▸ Work to complete: Go from the first line below to the one with "All checks have failed" and print each line exactly.

+-------+

PR #1502, opened 2024-05-02
Addition of HiddenThemes setting

fxeP1:
Addition of the `HiddenThemes` setting that allows for themes to be hidden from the UserPanel 'Client' section, useful for internal themes.

PoF:
image


Dimenpsyonal:
All checks have failed
 2 failing checks

PR #1505, opened 2024-05-03
removal of other cpcall mentions

ocelot81:
no point in defining if not used anywhere


ccuser44:
This was purposesfully left there as backwards compatibility for userplugins

ocelot81:
didn't think of that, good point

PR #1511, opened 2024-05-06
Backup method for loader in case requireid fails

ccuser44:
Backup method for loader in case requireid fails

### DIFF
--- a/Loader/Loader/Loader.server.lua
+++ b/Loader/Loader/Loader.server.lua
@@ -32,6 +32,7 @@ end
 
 local ServerScriptService = game:GetService("ServerScriptService")
 local RunService = game:GetService("RunService")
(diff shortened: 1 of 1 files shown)


SuperCater (approved):

Dimenpsyonal:
Isn't this literally what the fallback loader is for

ccuser44:
> Isn't this literally what the fallback module is for

What??

Dimenpsyonal:
The fallback module. Yk the one that kicks in in case of the first module failing

ccuser44:
> The fallback module. Yk the one that kicks in in case of the first module failing

There is no fallback module

Dimenpsyonal:
> There is no fallback module

Yes there is

PR #1512, opened 2024-05-06
Fix for :undance (:uneffect alias) not stopping dance animation

Sqikerz:
The ``:undance`` command existed (as an alias for ``:uneffect`` or UnEffect), but never really stopped the dance that was played.

This addition adds the command, the server call, and the client side. If it finds an animation named "ADONIS_Animation" it stops it and then makes the user jump (an extremely efficient way to restore default animations, if the character was stationary)

After Update: https://youtu.be/_NkJnWv3UcM
Before Update: https://youtu.be/EogfvpDfJKA

### DIFF
--- a/MainModule/Client/Core/Functions.lua
+++ b/MainModule/Client/Core/Functions.lua
@@ -1017,7 +1017,7 @@ return function(Vargs, GetEnv)
 			local animator = human and human:FindFirstChildOfClass("Animator") or human and human:WaitForChild("Animator", 9e9)
 			if not animator then return end
 			for _, v in animator:GetPlayingAnimationTracks() do
-				if v.Name == "ADONIS_Animation" then v:Stop() ; human.Jump = true end
+				if v.Name == "ADONIS_Animation" then v:Stop() end
 			end
 		end;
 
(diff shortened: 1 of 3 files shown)


Dimenpsyonal:
Isn't there a better way to stop an animation than making the player jump

ccuser44:
> Isn't there a better way to stop an animation than making the player jump

Humanoid:ChangeState

Sqikerz:
> Isn't there a better way to stop an animation than making the player jump

The jump happens after I clear the player's "adonis_animation"--I wanted it to be dynamic and work in all games and users, particularly people/games that had custom idle animations


Also, just tried ChangeState and it still keeps the player in a limbo state (screenshot below)
image

Dimenpsyonal:
Some games dont want players jumping tho

Sqikerz:
> Some games dont want players jumping tho

That's true, do you recommend that I leave the player in no animation (until they "choose" their next animation)

SuperCater:
> Isn't there a better way to stop an animation than making the player jump

Cant we dynamically check the jump power of the player and base it on that?

PR #1524, opened 2024-05-13
:freecam now consistently gives out toggle instructions

Sqikerz:
Nothing major, just QoL changes;

1. Freecam does not automatically turn on when the command is run
2. Whoever the target user that received freecam now gets instructions on how to toggle it

I have recently noticed newer players not knowing how to turn off freecam, and I believe this will be very good at informing users that they have access to freecam and how to use it, instead of forcing it onto them (then having them stuck on it).


Sqikerz:
I did not want to add this to the bug fix on the other PR (as it's QoL and has a chance to be denied), sorry for the two separate ones for the same command.

PR #1526, opened 2024-05-13
Removing unnecessary tostrings with Remote.Clients

ocelot81:
completely no use for em + changed donor handling to task.defer

### DIFF
--- a/MainModule/Server/Shared/Changelog.lua
+++ b/MainModule/Server/Shared/Changelog.lua
@@ -5,7 +5,11 @@ return {
 	"";
 	"[v259 2024-xx-xx xx:xx UTC] @Maintainer";
 	"Fix Unity not supporting Richtext on pages 2+";
-	"Controller now has a freecam toggle, DPadLeft";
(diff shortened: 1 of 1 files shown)


MainModule/Server/Core/Process.lua
```diff
@@ -1188,7 +1185,7 @@ return function(Vargs, GetEnv)
 					end
 				end--]=]
 
-				task.spawn(Functions.Donor, p)
+				task.defer(Functions.Donor, p)
```
ccuser44, line 1188: But, why?

ocelot81: > But, why?

imo better to queue it up since its nothing important that you would want to call immediately, would lean more for performance i believe?

ccuser44: In fact it it doesnt have to be queued it has a performance pentalty

ocelot81: I always defaulted to task.defer and I've always hear it's just better practice lol

PR #1527, opened 2024-05-13
Fixed :unfreecam breaking player's camera when they had it toggled off (and added mandatory feedback when run) 

Sqikerz:
Noticed that ``:unfreecam`` was broken, so I looked at the discord, and it seems like it has been broken since 2022 (ref. https://discord.com/channels/81902207070380032/1024709526827585597)

This is caused when freecam is currently toggled off when ``:unfreecam`` is ran

Also removed the binds during the removal of it internally, making it so the user can't get stuck inside freecam if they time it correctly (by toggling it right after it queues StopFreecam(), but prior to deletion)

Lastly, removed the CommandFeedback check so the user is aware that their freecam was removed (specifically in cases where they are not currently in it)

### DIFF
--- a/MainModule/Server/Commands/Moderators.lua
+++ b/MainModule/Server/Commands/Moderators.lua
@@ -6895,10 +6895,7 @@ return function(Vargs, env)
 
 						Remote.Send(v, "Function", "SetView", "reset")
 						service.Debris:AddItem(freecam, 2)
-
-						if Settings.CommandFeedback then
-							Functions.Notification("Notification", "Freecam has been disabled.", {v}, 15)
-						end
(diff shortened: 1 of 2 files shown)


Sqikerz:
(ignore the roblox alt,  was avoiding the built-in freecam due to studio access)
Before:
https://youtu.be/og6cRJjVKWE

After:
https://youtu.be/W045lC3PXmg

watameln:
fuck you dont fix this im fixing it myself.

My bug report my issue.

Sqikerz:
> fuck you dont fix this im fixing it myself.
> 
> My bug report my issue.

LOL

you did have like 1.5 years tbf 😋

PR #1533, opened 2024-05-17
Fix Unity theme's List RichText

### LINKED ISSUE #1532: (Unity only) FormattedChangelog disables RichText after page switching
### Version channel

Stable (Default)

### Loader version

v258

User Interface

### What happened?

When running `:changelog` or opening the changelog window from `:info`, The changelog window works as expected (FormattedChangelog), but after switching to a different page, it no longer becomes formatted and instead shows normal text (Without RichText being enabled).

This only occurs on Unity theme.
RobloxPlayerBeta_bnCvopuOc9

### Device

Windows

### Relevant log output

_No response_

Sqikerz:
Was never referencing variables when switching pages

Fixes #1532

### DIFF
--- a/MainModule/Client/UI/Unity/List.lua
+++ b/MainModule/Client/UI/Unity/List.lua
@@ -251,7 +251,10 @@ return function(data, env)
 					end
 
 					scroller.CanvasPosition = Vector2.new(0, 0);
-					scroller:GenerateList(getPage(currentListTab, PageCounter));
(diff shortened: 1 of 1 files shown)


Dimenpsyonal:
:trollface:

Sqikerz:
> :trollface:

:3

Sqikerz:
You forgot about lastPage 😋

PR #1534, opened 2024-05-17
Fix Console UI unfocusing on click in certain themes

### LINKED ISSUE #1109: console player selection does not work anymore
1- What are the steps that lead to the bug occurring? Or, how frequently does the bug occur?
2- What would be the normally expected or desired result?
3- What is the actual result (the bug)?
4- What is the impact of this bug?
5- (Any additional context or information eg. in the form of error messages or screenshots.)

1- This bug did not exist before, but like 2 years ago it began appearing to me, the feature was working perfectly in the past, now it always works
2- The feature is expected to ran the command on the player I click their username in, however, when I click at their Username the console just closes.
3- The console closes when clicking on a player's username
4- It slows down the process of running commands, I have to type instead of clicking directly on the usernames.
5- I provided a video clip of the issue

https://user-images.githubusercontent.com/59706401/235512125-f869bafb-e014-41c8-a0d3-a9f3848a6946.mp4

Sqikerz:
Some themes didn't even check if the user clicked within the UI, so I've made it consistent with all the built-in themes.

Fixes #1109

### DIFF
--- a/MainModule/Client/UI/Aero/Console.rbxmx
+++ b/MainModule/Client/UI/Aero/Console.rbxmx
@@ -825,6 +825,13 @@ return function(data, env)
 		end
 	end
 
+	local function isInConsoleBounds(pos)
+		for i,v in ipairs(playergui:GetGuiObjectsAtPosition(pos.X, pos.Y)) do
+			if v == gui or v == gui.Frame then return true end
+		end
+		return false
+	end
+
 	text.FocusLost:Connect(function(enterPressed)
 		if enterPressed then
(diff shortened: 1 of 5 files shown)


Sqikerz:
I can submit a PoF of all of them working with these changes if needed, but I need to head out for now

Dimenpsyonal:
Waow?!?!!! Le EPIC FIX!!!

Sqikerz:
tbh I haven't even seen any of the bug reports yet but this seemed pretty simple 😭

PR #1546, opened 2024-06-03
Blocked studio only prefix related settings

### LINKED ISSUE #1540: Prefix will not change when changed via ingame settings ui
### Version channel

Stable (Default)

### Loader version

Latest

ingame settings UI

This only happens after a rejoin
RobloxStudioBeta_GBmQJUe08q

Sqikerz:
Pretty straightforward, after looking into issue #1540, it seems like the majority of the prefix category under ``:settings`` had no impact or completely broke usage when changed (and after joining a different server)

This is just a band-aid until someone decides to fix these underlying issues (which didn't look very simple when I took a look, due to the way commands are loaded before settings)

+-------+

▸ Task response:
PR #1502, opened 2024-05-02
Addition of HiddenThemes setting

fxeP1:
Addition of the `HiddenThemes` setting that allows for themes to be hidden from the UserPanel 'Client' section, useful for internal themes.

PoF:
image


Dimenpsyonal:
All checks have failed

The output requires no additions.